The former US president, who is on the road this week publicising his memoirs, has declined to comment. Although he signed 151 execution orders – more than any other governor – during his time in office, Bush has previously stated his support for DNA testing as a means to confirm a suspect's guilt.



In the years after his execution, Jones's family tried repeatedly to get access to the hair sample, but their requests to have it DNA tested were blocked by the local district attorney, who attempted to have it destroyed. It was only released after the Texas Observer resorted to filing a lawsuit demanding access to the item.



That kind of obstruction is true to form in Texas, which has executed 464 people since the death penalty was re-introduced to the US more than three decades ago, giving it one of the world's busiest death rows outside Saudi Arabia and China.

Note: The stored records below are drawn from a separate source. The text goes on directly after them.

PR #192, opened 2023-03-08
Feature/animal module - Basic AnimalCohort functions

TaranRallings:
# Description

This pull request adds basic functionality to the AnimalCohort class: eat, excrete, birth, aging, and death. The functions themselves are quite simple but some of them do connect the AnimalCohorts to my toy implementations of other pools: plants, soil, carcasses. Included in this is a function, forage(), that combines two connected processes, eat and excrete, together into one function call. Let me know if there is a better way to approach this. 

I have also included some more realistic parameter values in constants.py. These are almost all values specific to terrestrial mammals but they at least get us in the ball park. 

Fixes # (issue)

## Type of change

## Key checklist

## Further checks

### DIFF
--- a/virtual_rainforest/models/animals/constants.py
+++ b/virtual_rainforest/models/animals/constants.py
@@ -12,7 +12,7 @@ class DamuthsLaw:
 
     exponent: float = -0.75
     """"""
-    coefficienct: float = 4.23
+    coefficient: float = 4.23
     """"""
 
 
@@ -22,7 +22,7 @@ class MetabolicRate:
 
     exponent: float = 0.75
     """"""
-    coefficienct: float = 10**-5
+    coefficient: float = 10**-5
     """"""
 
 
@@ -32,5 +32,5 @@ class StoredEnergy:
 
     exponent: float = 0.75
     """"""
-    coefficienct: float = 10
+    coefficient: float = 10
     """"""
--- a/virtual_rainforest/models/animals/constants.py
+++ b/virtual_rainforest/models/animals/constants.py
@@ -7,30 +7,20 @@ from dataclasses import dataclass
 
 
 @dataclass
-class DamuthsLaw:
-    """From (Damuth 1987)."""
+class Term:
+    """Dataclass for handling the terms of scaling equations."""
 
-    exponent: float = -0.75
-    """"""
-    coefficient: float = 4.23
-    """"""
-
-
-@dataclass
-class MetabolicRate:
-    """Toy values."""
-
-    exponent: float = 0.75
-    """"""
-    coefficient: float = 10**-5
-    """"""
+    exponent: float
+    """Handles the exponent on body-mass for scaling equations."""
+    coefficient: float
+    """Handles the coefficient of scaling equations"""
 
 
-@dataclass
-class StoredEnergy:
-    """Toy values."""
+"""From (Damuth 1987)."""
+DamuthsLaw = Term(-0.75, 4.23)
 
-    exponent: float = 0.75
-    """"""
-    coefficient: float = 10
-    """"""
+"""Toy values."""
+MetabolicRate = Term(0.75, 10**-5)
+
+"""Toy values."""
+StoredEnergy = Term(0.75, 10)
--- a/virtual_rainforest/models/animals/constants.py
+++ b/virtual_rainforest/models/animals/constants.py
@@ -7,7 +7,7 @@ from dataclasses import dataclass
 
 
 @dataclass
-class Term:
+class ScalingTerms:
     """Dataclass for handling the terms of scaling equations."""
 
     exponent: float
@@ -16,11 +16,36 @@ class Term:
     """Handles the coefficient of scaling equations"""
 
 
-"""From (Damuth 1987)."""
-DamuthsLaw = Term(-0.75, 4.23)
+"""Mammalian herbivore population density, observed allometry (Damuth 1987). [kg]"""
+DamuthsLaw = ScalingTerms(-0.75, 4.23)
 
-"""Toy values."""
-MetabolicRate = Term(0.75, 10**-5)
+"""Temporary basal metabolic rate values for mammals (citation from Rallings). [g]"""
+MetabolicRate = ScalingTerms(0.75, 0.047)
 
-"""Toy values."""
-StoredEnergy = Term(0.75, 10)
+"""Scaling of mammalian herbivore fat mass (citation from Rallings). [g]"""
+FatMass = ScalingTerms(1.19, 0.02)
+
+"""Scaling of mammalian herbivore muscle mass (citation from Rallings).[g]"""
+MuscleMass = ScalingTerms(1.0, 0.38)
+
+"""Mammalian maximum intake rate (kg/day) from (Shipley 1994)."""
+IntakeRate = ScalingTerms(0.71, (0.63 * 480) * (1 / 1000))
+""" Converts original g/min rate to kg/day where 'day' is an 8hr foraging window."""
+
+
+@dataclass
+class Term:
+    """Dataclass for handling fixed parameter values."""
+
+    value: float
+    """Contains the float value of the parameter"""
+
+
+"""The energy of a unit mass of mammal meat (check citation from Rallings). [J/g]"""
+MeatEnergy = Term(7000.0)
+
+"""Toy value expressing how much of a consumed food is absorbed as energy. [unitless]"""
+ConversionEfficiency = Term(0.1)
+
+"""Temporary realistic plant food value: Alfalfa ¬ 18,200,000 J/kg DM."""
+PlantEnergyDensity = Term(18200000.0)
--- a/virtual_rainforest/models/animals/constants.py
+++ b/virtual_rainforest/models/animals/constants.py
@@ -1,0 +1,36 @@
+"""The `models.animals.constants` module contains a set of dataclasses containing
+constants" (fitting relationships taken from the literature) required by the broader
+:mod:`~virtual_rainforest.models.animals` module
+"""  # noqa: D205, D415
+
+from dataclasses import dataclass
+
+
+@dataclass
+class DamuthsLaw:
+    """From (Damuth 1987)."""
+
+    exponent: float = -0.75
+    """"""
+    coefficienct: float = 4.23
+    """"""
+
+
+@dataclass
+class MetabolicRate:
+    """Toy values."""
+
+    exponent: float = 0.75
+    """"""
+    coefficienct: float = 10**-5
+    """"""
+
+
+@dataclass
+class StoredEnergy:
+    """Toy values."""
+
+    exponent: float = 0.75
+    """"""
+    coefficienct: float = 10
+    """"""
--- a/virtual_rainforest/models/animals/dummy_animal_module.py
+++ b/virtual_rainforest/models/animals/dummy_animal_module.py
@@ -179,3 +179,12 @@ class AnimalCohort:
         """
         consumed_energy = self.eat(food)
         self.excrete(soil, consumed_energy)
+
+    def aging(self, dt: timedelta64) -> None:
+        """The function to modify cohort age as time passes.
+
+        Args:
+            dt: The number of days that should be added to cohort age.
+
+        """
+        self.age += float(dt / timedelta64(1, "D"))
--- a/virtual_rainforest/models/animals/dummy_animal_module.py
+++ b/virtual_rainforest/models/animals/dummy_animal_module.py
@@ -22,6 +22,8 @@ Notes to self:
 from dataclasses import dataclass
 from math import ceil
 
+from numpy import timedelta64
+
 from virtual_rainforest.core.logger import LOGGER
 from virtual_rainforest.models.animals.constants import (
     DamuthsLaw,
@@ -97,11 +99,17 @@ class AnimalCohort:
         self.stored_energy: float = (
             StoredEnergy.coefficient * self.mass**StoredEnergy.exponent
         )
-        """The current indiv energetic reserve [J]."""
+        """The current individual energetic reserve [J]."""
 
-    def metabolize(self) -> None:
-        """The function to reduce stored_energy through basal metabolism."""
-        energy_burned = 28800 * self.metabolic_rate
+    def metabolize(self, dt: timedelta64) -> None:
+        """The function to reduce stored_energy through basal metabolism.
+
+        Args:
+            dt: Number of days over which the metabolic costs should be calculated.
+
+        """
+
+        energy_burned = float(dt / timedelta64(1, "s")) * self.metabolic_rate
         """Number of seconds in a day * J/s metabolic rate, consider daily rate."""
         if self.stored_energy >= energy_burned:
             self.stored_energy -= energy_burned
--- a/virtual_rainforest/models/animals/dummy_animal_module.py
+++ b/virtual_rainforest/models/animals/dummy_animal_module.py
@@ -218,3 +218,18 @@ class AnimalCohort:
             LOGGER.warning("An animal cohort has died")
         elif not self.is_alive:
             LOGGER.warning("An animal cohort which is dead cannot die.")
+
+    def birth(self) -> "AnimalCohort":
+        """The function to produce a new AnimalCohort through reproduction.
+
+        Currently, the birth function returns an identical cohort of adults with age
+        0. In the future, the offspring will be modified to have appropriate juvenile
+        traits based on parental type. This will also include supplemental functionality
+        to attached the birthed cohort to relevant cohort tracking lists in AnimalModel
+        and Grid.
+
+        Returns:
+            An AnimalCohort instance having appropriate offspring traits for the
+            location and functional type of the parent cohort.
+        """
+        return AnimalCohort(self.name, self.mass, 0, self.position)
--- a/virtual_rainforest/models/animals/dummy_animal_module.py
+++ b/virtual_rainforest/models/animals/dummy_animal_module.py
@@ -85,17 +85,17 @@ class AnimalCohort:
         self.position = position
         """The grid position of the animal cohort."""
         self.individuals: int = ceil(
-            DamuthsLaw.coefficienct * self.mass ** (DamuthsLaw.exponent)
+            DamuthsLaw.coefficient * self.mass ** (DamuthsLaw.exponent)
         )
         """The number of individuals in the cohort."""
         self.is_alive: bool = True
         """Whether the cohort is alive [True] or dead [False]."""
         self.metabolic_rate: float = (
-            MetabolicRate.coefficienct * self.mass**MetabolicRate.exponent
+            MetabolicRate.coefficient * self.mass**MetabolicRate.exponent
         )
         """The rate at which energy is expended to [J/s]."""
         self.stored_energy: float = (
-            StoredEnergy.coefficienct * self.mass**StoredEnergy.exponent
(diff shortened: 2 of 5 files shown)


virtual_rainforest/models/animals/constants.py
```diff
@@ -16,11 +16,36 @@ class Term:
...
+
+"""Scaling of mammalian herbivore muscle mass (citation from Rallings).[g]"""
+MuscleMass = ScalingTerms(1.0, 0.38)
+
+"""Mammalian maximum intake rate (kg/day) from (Shipley 1994)."""
+IntakeRate = ScalingTerms(0.71, (0.63 * 480) * (1 / 1000))
+""" Converts original g/min rate to kg/day where 'day' is an 8hr foraging window."""
+
+
+@dataclass
```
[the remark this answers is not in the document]
TaranRallings: If there is a specific advantage, I don't know what it is. My motivation here has more to do with keeping these temporary structures streamlined and in as few different data types as possible. Do you think it's better to just have it as a standard variable?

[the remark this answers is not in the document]
jacobcook1995: Personally I would just save them as standard variables, but there might be some advantage that I am missing, so I would wait to see what others think

virtual_rainforest/models/animals/dummy_animal_module.py
```diff
@@ -93,12 +99,20 @@ def __init__(self, name: str, mass: float, age: float, position: int) -> None:
         self.is_alive: bool = True
         """Whether the cohort is alive [True] or dead [False]."""
         self.metabolic_rate: float = (
-            MetabolicRate.coefficient * self.mass**MetabolicRate.exponent
+            MetabolicRate.coefficient * (self.mass * 1000) ** MetabolicRate.exponent
```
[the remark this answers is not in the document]
jacobcook1995: I think that depends whether you think you will use the function in question elsewhere or just within/upon the AnimalCohort class. If it's the later then making it a member function makes sense to keep things neat, but if you want to use it elsewhere making it independent saves you from having to rewrite an identical function elsewhere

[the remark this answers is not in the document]
jacobcook1995: It's an easy thing to change down the line if needed though, like literally copy + paste, change a few arguments

virtual_rainforest/models/animals/constants.py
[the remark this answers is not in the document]
jacobcook1995: Ahhh that makes sense!

jacobcook1995 (changes requested):
Looks good generally, but you probably should write tests for the `scaling_functions.py` module

TaranRallings:
> Looks good generally, but you probably should write tests for the `scaling_functions.py` module

Haha, somehow I completely overlooked that!

virtual_rainforest/models/animals/constants.py
```diff
@@ -7,7 +7,7 @@
 
 
 @dataclass
-class Term:
+class ScalingTerms:
```
dalonsoa, line 10: If you're using this classes this way, and they are meant to be immutable, I would use [`NamedTuple`](https://docs.python.org/3/library/typing.html#typing.NamedTuple) rather than a `dataclass`.

virtual_rainforest/models/animals/constants.py
```diff
@@ -16,11 +16,35 @@ class Term:
...
+
+"""Scaling of mammalian herbivore muscle mass (citation from Rallings).[g]"""
+MuscleMassTerms = ScalingTerms(1.0, 0.38)
+
+"""Mammalian maximum intake rate (g/min) from (Shipley 1994)."""
+IntakeRateTerms = ScalingTerms(0.71, 0.63)
+
+
+@dataclass
+class Term:
```
dalonsoa, line 36: I think I miss the point of this. If it is just one number, why not just setting it directly:

```python
ConversionEfficiency: float = 0.1
...
```

Also, the convention in python is using UPPERCASE for constants. I'm surprised `flake8` does not complain about you using CamelCase.

virtual_rainforest/models/animals/scaling_functions.py
```diff
@@ -0,0 +1,124 @@
...
+    DamuthsLawTerms,
+    FatMassTerms,
+    IntakeRateTerms,
+    MeatEnergy,
+    MetabolicRateTerms,
+    MuscleMassTerms,
+)
+
+
+def DamuthsLaw(mass: float) -> int:
```
dalonsoa, line 18: Functions should be lower_case

```suggestion
def damuths_law(mass: float) -> int:
```

And the same with all the other functions in this file.

dalonsoa (changes requested):
Functional-wise, this looks good to me, but the style of the code need to be changed to follow the usual standards.

As I mention, I'm surprised that `flake8` or at least your code editor is not flagging this as an issue.

virtual_rainforest/models/animals/constants.py
TaranRallings: I have things set up as classes because they will end up being quite a bit more complex in the not-so-distant future. Both the scaling relationships and the single constants will end up taking information about the animal functional type, environmental conditions, and/or food types to sort out the specific final values. I imagined this as making the most sense as a class but I'm open to alternatives.

dalonsoa: Ah, ok. In that case, it makes sense as it is now. Maybe add a `ToDo` to the docstring of the class explaining this.

jacobcook1995 (approved):
LGTM!

dalonsoa (approved):
Looks good!

alexdewar (approved):
I've made a few really small suggestions, but it's looking good. Happy to approve it and you can fix it up as you like.

virtual_rainforest/models/animals/dummy_animal_module.py
```diff
@@ -110,8 +114,113 @@ def metabolize(self, dt: timedelta64) -> None:
         """
 
         energy_burned = float(dt / timedelta64(1, "s")) * self.metabolic_rate
-        """Number of seconds in a day * J/s metabolic rate, consider daily rate."""
+        "Number of seconds in a day * J/s metabolic rate, consider daily rate."
```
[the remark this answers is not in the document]
davidorme: Should simply be a comment then?

virtual_rainforest/models/animals/dummy_animal_module.py
```diff
@@ -110,8 +114,113 @@ def metabolize(self, dt: timedelta64) -> None:
...
+        also be used to perform supplementary actions like removing the cohort from
+        lists of active cohorts in AnimalModel or Grid instances.
+
+        """
+
+        if self.is_alive:
+            self.is_alive = False
+            LOGGER.warning("An animal cohort has died")
+        elif not self.is_alive:
+            LOGGER.warning("An animal cohort which is dead cannot die.")
```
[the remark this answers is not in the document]
davidorme: And are you trying to sneak the [Cthulhu mythos](https://en.wikipedia.org/wiki/That_Is_Not_Dead#:~:text=%22That%20is%20not%20dead%20which%20can%20eternal%20lie%2C%20/%20And%20with%20strange%20aeons%20even%20death%20may%20die.) into our logs?

virtual_rainforest/models/animals/dummy_animal_module.py
```diff
@@ -110,8 +114,113 @@ def metabolize(self, dt: timedelta64) -> None:
...
+
+    def birth(self) -> "AnimalCohort":
```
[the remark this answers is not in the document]
davidorme: I did not know this option! Apologies, @TaranRallings!

virtual_rainforest/models/animals/scaling_functions.py
```diff
@@ -0,0 +1,127 @@
...
+    FAT_MASS_TERMS,
+    INTAKE_RATE_TERMS,
+    MEAT_ENERGY,
+    METABOLIC_RATE_TERMS,
+    MUSCLE_MASS_TERMS,
+)
+
+
+def damuths_law(mass: float) -> int:
+    """The function set initial population densities .
```
davidorme, line 19: I think the coefficients should go in the signature - something @dalonsoa encouraged. We have some slight differences in how this is done

* `soils` passes in a `coef` argument containing the whole constants dataclass as in [here](https://github.com/ImperialCollegeLondon/virtual_rainforest/blob/cec0f9c69f15f914ba886122d562f2495aac9a45/virtual_rainforest/models/soil/carbon.py#L157).

It would be something like:


* `abiotic` is more explicit in the low level functions about naming each constant as in [here](https://github.com/ImperialCollegeLondon/virtual_rainforest/blob/cec0f9c69f15f914ba886122d562f2495aac9a45/virtual_rainforest/models/abiotic/radiation.py#L199)

 ```suggestion
def damuths_law(
    mass: float,
    coef: float = DAMUTHS_LAW_TERMS.coefficient, 
    exp: float = DAMUTHS_LAW_TERMS.exponent
) -> int:
    """The function set initial population densities .
```

**Review by davidorme — CHANGES_REQUESTED** [review]
Looks good - some changes requested for consistency across modules.

In one of the comments, I mentioned handling arrays. I think that's a general question really about whether some or all of the animal groups can be handled using arrays rather than individual calculations? I guess as soon as you move towards an array, then that is inherently moving towards a discretised set of size classes and integral projection model territory?

File: virtual_rainforest/models/animals/constants.py [hunk 10]
```diff
@@ -7,20 +7,56 @@
...
+    the final required parameter value.
+
+    """
+
+    value: float
+    """Contains the float value of the parameter"""
+
+
+"""The energy of a unit mass of mammal meat (check citation from Rallings). [J/g]"""
+MEAT_ENERGY = Term(7000.0)
```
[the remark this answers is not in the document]
TaranRallings: I would buy it!

virtual_rainforest/models/animals/scaling_functions.py
```diff
@@ -0,0 +1,127 @@
...
+    """The function to set the amount of muscle mass on individual in an AnimalCohort.
+
+        Currently, this scaling relationship is only accurate for terrestrial mammals.
+        This will later be updated for additional functional types.
+
+    Args:
+        mass: The body-mass [kg] of an AnimalCohort.
+
+    Returns:
+        The mass [g] of muscle on an individual of the animal cohort.
```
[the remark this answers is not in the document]
TaranRallings: I left it as-is because the grams are just a transitional step and are only used to generate energetic values in joules. Right now, I'm just trying to get basic forms in there. I'll make a note to streamline some of these.

virtual_rainforest/models/animals/scaling_functions.py
```diff
@@ -0,0 +1,127 @@
...
+        multi-grid occupation system for large animals is implemented.
+
+    Args:
+        mass: The body-mass [kg] of an AnimalCohort.
+
+    Returns:
+        The population density of that AnimalCohort [individuals/km2].
+
+    """
+    return ceil(DAMUTHS_LAW_TERMS.coefficient * mass ** (DAMUTHS_LAW_TERMS.exponent))
```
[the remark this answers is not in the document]
TaranRallings: @davidorme , the problem with my constants is that each one will end up needing to be or to have a sorting function that takes in mass, functional group traits, and environmental factors to determine which constants need to be employed. I was imagining this being done within a constant class like `DAMUTHS_LAW_TERMS` and so I set them up in a more complicated way. 

If doing this within the constant classes is too incongruent, I could create an intermediary layer of sorting functions to pull from that unstructured pool of constants-as-data-stores.

tests/models/animals/test_scaling_functions.py
```diff
@@ -0,0 +1,72 @@
...
+)
+def test_damuths_law(mass, population_density):
+    """Testing damuth's law for various body-masses."""
+    testing_pop = damuths_law(mass)
+    assert testing_pop == population_density
+
+
+@pytest.mark.parametrize(
+    "mass, met_rate",
+    [(0.0, 0.0), (1.0, 8.357913227182937), (1000.0, 1486.2705002791383)],
```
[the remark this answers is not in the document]
TaranRallings: That's a handy pytest feature, I'll build that in.

Wrt arrays - I am not currently set up for arrays. I think arrays may end up being a good solution to some later-on problems but, as you suggested, that choice would likely push us in some specific directions that I don't have a clear understanding of yet. Once I've got the minimum viable product up and running it'll be much easier to weigh out a choice like that.

virtual_rainforest/models/animals/constants.py
```diff
@@ -1,62 +1,69 @@
...
+    "bird": (0.7, 0.50),
+    # Toy Values
+}
+
+
+ENERGY_DENSITY: dict[str, float] = {
+    "meat": 7000.0,
+    # The energy of a unit mass of mammal meat (check citation from Rallings). [J/g]
+    "plant": 18200000.0
+    # Temporary realistic plant food value: Alfalfa ¬ 18,200,000 J/kg DM.
```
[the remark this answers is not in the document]
TaranRallings: It is in constants because it is the first of a variety of different plant energy densities for different plant parts/types. I can put it in it's own category of constants if that helps with the units issue but I'd rather not put 4-5 different energy density constants inside the PlantCommunity. I know it's all temporary but I'll soon be needing to check that herbivores are foraging successfully over multiple different plant resources.

davidorme:
Oh - absolutely, that makes a lot of sense. The issue at the moment is that that generator functionality is being built into the actual scaling functions, by passing in the `diet` etc arguments. That doesn't scale well, so my requested changes are centred on having those scaling functions start off with a clean FunctionalGroup object interface. We can then separately work on expanding that placeholder for the  `FunctionalGroup` object and creating a `generate_functional_group` factory function. Those files I pushed are then a sketch for how those objects are likely to behave.

If I understand correctly, what you then want is a function:

```python
temp = generate_functional_group(
    thermal="ecothermic",
    repro="semelparous", 
    diurnal="nocturnal", 
    level="canopy-dwelling", 
    diet ="insectivore",  
    abm=300.0
) -> Taxon:
```

The internals of that are likely to be... spiky, shall we say... but it will be a valuable tool. In particular, I can imagine a user wanting to define auto-generating FunctionalGroups in a `csv` like:

```csv
name,thermal,diurnal,...
temp,ecothermic,nocturnal,...
```

You'd still want to be able to directly specify values in a more complex file, but that could be a great alternate option.

.vscode/settings.json
```diff
@@ -18,4 +18,9 @@
     "workbench.editorAssociations": {
         "*.ipynb": "jupyter-notebook"
     },
+    "cSpell.words": [
+        "allometric",
+        "coef",
+        "Testasaurus"
+    ],
```
davidorme, line 25: Was this intentionally committed?

virtual_rainforest/models/animals/functional_group.py
```diff
@@ -0,0 +1,54 @@
...
+
+    Needs:
+        - auto-generation system
+        - ability to manually populate specific constants
+
+    """
+
+    def __init__(self, name: str, taxa: str, diet: str) -> None:
+        """The constructor for the FunctionalGroup class."""
+        self.name = name
```
davidorme, line 37: Ultimately, I think this would be better having the actual terms as the signature (as in that `dataclass` example I posted).  That way you can create a `FunctionalGroup` instance by specifying all the terms. But... then your current `__init__` method can become a factory method:

```python
class FunctionalGroup:
    ...
    @classmethod
    def from_keywords(cls, name, diet, taxa) -> FunctionalGroup:
          # Contents of current __init__ into a constructor
          return cls(
               name=name, 
               diet=diet, 
               taxa=taxa,
               metabolic_rate_terms = ENDOTHERM_METABOLIC_RATE_TERMS[taxa],
               ...
               )
```

That sets up the two ways of populating them (totally bespoke values versus presets). So I think that is better, but not necessarily for this PR.

virtual_rainforest/models/animals/scaling_functions.py
```diff
@@ -35,22 +21,18 @@ def damuths_law(
...
 
     Returns:
         The population density of that AnimalCohort [individuals/km2].
 
     """
-    exp = terms[taxa][diet][0]
-    coef = terms[taxa][diet][1]
+    exp = terms[0]
+    coef = terms[1]
     return ceil(coef * mass**exp)
```
davidorme: There's no real need to extract them to actual variables?

```suggestion
    return ceil(terms[1] * mass**terms[0])
```

virtual_rainforest/models/animals/scaling_functions.py
```diff
@@ -9,22 +9,8 @@
...
-
-
-def damuths_law(
-    mass: float,
-    taxa: str,
-    diet: str,
-    terms: dict = DAMUTHS_LAW_TERMS,
-) -> int:
+
+def damuths_law(mass: float, terms: tuple) -> int:
```
davidorme: This has only just occurred to me, but most of the functions in here are allometric laws. I can see the value in documenting each function, but the name for each law could be described in the docs and then apply a generic allometric function within the animal cohort calculations. This would reduce the number of functions and testing quite a lot.

As a sketch, you could do this. Note something else that just occurred to me: you can use `*argvalue` in a python function call to expand an iterable of values into positional arguments, which would get rid of all of the `terms[0]` and `terms[1]`.

```python
from math import ceil

def allometric_law(mass, coef, exp):

    return coef * mass ** exp

mass = 0.23
terms = (0.75, 0.047)

allometric_law(100, *terms)  # unpacks to allometric_law(100, 0.75, 0.047)
ceil(allometric_law(100, *terms))
```

Again I don't think this is necessary for this PR, but I think it is probably cleaner.

davidorme (changes requested):
LGTM for right now, except for that last step we discussed of moving the `FunctionalGroup` instance creation out of `AnimalCohorts` and passing it actual instances of `FunctionalGroup`.

The other suggestions are things that work as is but where I think I see a cleaner way to do it. Those could happen now, but if not then maybe worth adding them as issues?

virtual_rainforest/models/animals/scaling_functions.py
davidorme: I think I got `exp` and `coef` the wrong way around in that sketch 😄

.vscode/settings.json
TaranRallings: Haha no it was not, that's pretty funny though. I was tired of seeing them in my local space, clicked for what I thought was visual studio to learn the words and stop highlighting them as spelling errors. Best way to undo that?

davidorme: That's what it has done, but it stores the words in the same file we use to coordinate settings. Maybe there is an alternative location for spelling?

TaranRallings: Fixed!

virtual_rainforest/models/animals/scaling_functions.py
TaranRallings: Alrighty, I've done most of this but will leave the totally-bespoke and allometric_laws portions for now.

davidorme (approved):
LGTM - I think simplifying the allometric functions is probably sensible, but this looks fine for the next step.

.vscode/settings.json
alexdewar: Sorry I'm so late to the party, but, yes, @davidorme there is an alternative location for saving spellings. You just have to choose "add to user settings" rather than "add to workspace settings", which makes it global.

Earlier this year, doubt was cast on the conviction of Cameron Todd Willingham, who was was put to death in 2004 after being convicted of starting a fire in 1991 that killed his three daughters. Several experts have claimed that he was completely innocent and that prosecutors obscured crucial evidence.



An official report into Willingham's case by the Texas Forensic Science Commission will not be completed until next year. Its release was delayed by the current Governor of Texas, Rick Perry, who last October removed three members of the panel that is writing the report and replaced them with people thought to be more supportive of capital punishment.